PR #441, opened 2019-09-09
MSTR-67: Scroll to top invalid field on validation

guillegr123:


guillegr123:
Thanks! :smile: They offer something to [focus the first or last focused invalid field](https://jqueryvalidation.org/validate/#focusinvalid), but it has to be explicitly invoked after validation, and does not have a scroll transition.

PR #451, opened 2019-09-13
MSTR-68: Create `formatNumber` utility function

azefiel:


azefiel:
@guillegr123 

Please try to review this before I get Monday in if you have time.

I still need to improve the doc and deprecate `monster.util#formatPrice`.

src/js/lib/monster.util.js
```diff
@@ -889,6 +889,48 @@ define(function(require) {
 	}
 	util.formatMacAddress = formatMacAddress;
 
+	/**
+	 * Wrapper over Intl.NumberFormat constructor's format function
+	 * @param  {Object} args
+	 * @param  {Number|String} args.number Number to format.
+	 * @param  {Number} [args.digits] Number of fractional digits to use.
+	 * @param  {'currency'|'decimal'|'percent'} [args.digits='decimal'] Formating style to use.
```
guillegr123:
```suggestion
	 * @param  {('currency'|'decimal'|'percent')} [args.style='decimal'] Formating style to use.
```

azefiel:
> I just have a question regarding the behavior for `currency` style. When the number of decimal `digits` is lower than the number of minor unit digits for the currency. it is ignored, and the minimum digits is used. [...]
> 
> Is this the expected behavior?

Yes it is expected as the `digits` prop matches `minimumFractionDigits` from the `Intl.NumberFormat` constructor. The explanation of the the `digits` prop is misleading as-is.

In your example, it will return a result with at least one fractional digit, and up to `maximumFractionDigits` (also defined on instance creation).

We don't really want to expose those other properties, at least for `currency`, as the constructor uses defaults relative to the locale used. It might be needed to expose them for `decimal|percent` but we'll address that if/when that need comes.

docs/monster-util/formatNumber().md
```diff
@@ -0,0 +1,150 @@
...
+monster.util.formatNumber(args);
+```
+
+### Parameters
+`args` is a mandatory `Object` parameter with the following properties:
+
+Key | Description | Type | Default | Required
+--- | --- | --- | --- | ---
+`number` | Number to format. | `Number`, `String` | | `true`
+`digits` | Minimum number of fractional digits (the default for plain number and percent formatting is 0; the default for currency formatting is the number of minor unit digits provided by the [ISO 4217 currency code list](https://www.currency-iso.org/en/home/tables/table-a1.html) (2 if the list doesn't provide that information).). | `Number` | | `false`
```
guillegr123: The double parenthesis at the end of the description looks a little bit odd.

docs/monster-util/formatNumber().md
```diff
@@ -0,0 +1,150 @@
...
+  number: 5,
+  digits: 3
+});
+// output: "5.000"
+
+monster.util.formatNumber({
+  number: 5.5,
+  digits: 3
+});
+// output: "5.556"
```
guillegr123:
```suggestion
// output: "5.500"
```

docs/monster-util/formatNumber().md
```diff
@@ -0,0 +1,150 @@
...
+  digits: 3
+});
+// output: "$5.000"
+
+monster.util.formatNumber({
+  style: 'currency',
+  number: 5.5,
+  digits: 3
+});
+// output: "$5.556"
```
guillegr123:
```suggestion
// output: "$5.500"
```

azefiel:
Mmmm, it's not being ignored since it is used to determine the minimum fraction digits and not the maximum.

I'll think over it more and see if settings both `minimumFractionDigits` and `maximumFractionDigits` makes sense for all use cases.

guillegr123:
Sorry for the force-push above, I accidentally committed and pushed changes in this branch instead of mine, so I deleted them to return the history as it was before my mistake.

Commit history: https://github.com/2600hz/monster-ui/commits/MSTR-68

docs/monster-util/formatNumber().md
```diff
@@ -0,0 +1,66 @@
...
+### Format as plain number
+```javascript
+monster.util.formatNumber({ number: 5 });                   // -> "5"
+monster.util.formatNumber({ style: 'decimal', number: 5 }); // -> "5"
+monster.util.formatNumber({ number: -5 });                  // -> "-5"
+monster.util.formatNumber({ number: 5000 });                // -> "5,000"
+monster.util.formatNumber({ number: '5.5' });               // -> "5.5"
+monster.util.formatNumber({ number: 5.4321 });              // -> "5.432"
+monster.util.formatNumber({ number: 5, digits: 3 });        // -> "5.000"
+monster.util.formatNumber({ number: 5.55, digits: 1 });     // -> "-5.6"
```
guillegr123: Jus a small typo in the result, or the `number`:

```suggestion
monster.util.formatNumber({ number: 5.55, digits: 1 });     // -> "5.6"
```

docs/monster-util/formatNumber().md
```diff
@@ -0,0 +1,66 @@
...
+```
+### Format as percentage
+```javascript
+monster.util.formatNumber({ style: 'percent', number: .5 });                // -> "50%"
+monster.util.formatNumber({ style: 'percent', number: '.5' });              // -> "50%"
+monster.util.formatNumber({ style: 'percent', number: 0.5 });               // -> "50%"
+monster.util.formatNumber({ style: 'percent', number: -5, digits: 2 });     // -> "-50.00%"
+monster.util.formatNumber({ style: 'percent', number: .555 });              // -> "56%"
+monster.util.formatNumber({ style: 'percent', number: .12345, digits: 2 }); // -> "12.35%"
+monster.util.formatNumber({ style: 'percent', number: .5, digits: 3 });     // -> ".5%"
```
guillegr123: Here the result is not the actual one. The output would be: `"50.000%"`

PR #453, opened 2019-09-17
MSTR-73: Fix and update styles for common controls

guillegr123:
* Update checkbox design.
* Align bullet at navigation wizard nav menu.
* Disable text selection at app selector
* Fix header shadow on navigation wizard title bar over right content panel.
* Fix app logo misalign after resize.
* Update primary color. Also use variables whenever possible.


src/css/partials/_base.scss
```diff
@@ -1,6 +1,6 @@
 /* _colors.scss */
 /* unique color names */
-$dodger-blue: #22A5FF;
+$dodger-blue: #2297FF;
```
azefiel: I hope whoever asked you to update this understands it will impact all apps.

guillegr123: I'll ask Bret and Josh about it. Bret pointed out the differences in color in some of the common controls like the navigationWizard and the checkboxes, so I checked the mockups for the accounts wizard and the app exchange submission and noticed that the color referred as primary in the CSS of the common controls was `#2297FF` in the mockups, instead of `#22A5FF`. So I decided to update it as it seemed that it was the new primary color and the difference to the old one was slight. I also wanted to know your opinion about it when you reviewed this PR.

image

I made the color change in a single commit in case it needs to be reverted.

guillegr123: I asked to Bret and Josh, and they agreed :+1: `#22A5FF` was the old color, and `#2297FF` is the current primary color.

azefiel: Okay, as long as they understand the whole UI will be impacted, even older mockups that where not designed specifically with that color).

PR #455, opened 2019-09-17
MSTR-72: Ask for confirmation before wizard unload

guillegr123:


src/apps/common/submodules/navigationWizard/navigationWizard.js
```diff
@@ -13,7 +13,7 @@ define(function(require) {
 		appFlags: {
 			// Default values just for reference, they will be overwritten anyways
 			navigationWizard: {
-				askForConfirmationOnCancel: false,
+				askForConfirmationBeforeLeave: false,
```
azefiel:
```suggestion
				askForConfirmationBeforeExit: false,
```

src/apps/common/submodules/navigationWizard/navigationWizard.js
```diff
@@ -118,6 +119,12 @@ define(function(require) {
 				stepId: navigationWizardFlags.currentStep
 			});
 
+			if (navigationWizardFlags.askForConfirmationBeforeLeave) {
+				$(window).on('beforeunload', function() {
```
azefiel: When binding events on `window` or any top DOM element, you should always think about unbinding them whenever possible.

guillegr123: I forgot about it, thanks :+1:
+ + + + +
What to produce:
For the word "NumberFormat", find all matching lines in the entries above and copy them out.

Response to this task:
+	 * Wrapper over Intl.NumberFormat constructor's format function
Yes it is expected as the `digits` prop matches `minimumFractionDigits` from the `Intl.NumberFormat` constructor. The explanation of the the `digits` prop is misleading as-is.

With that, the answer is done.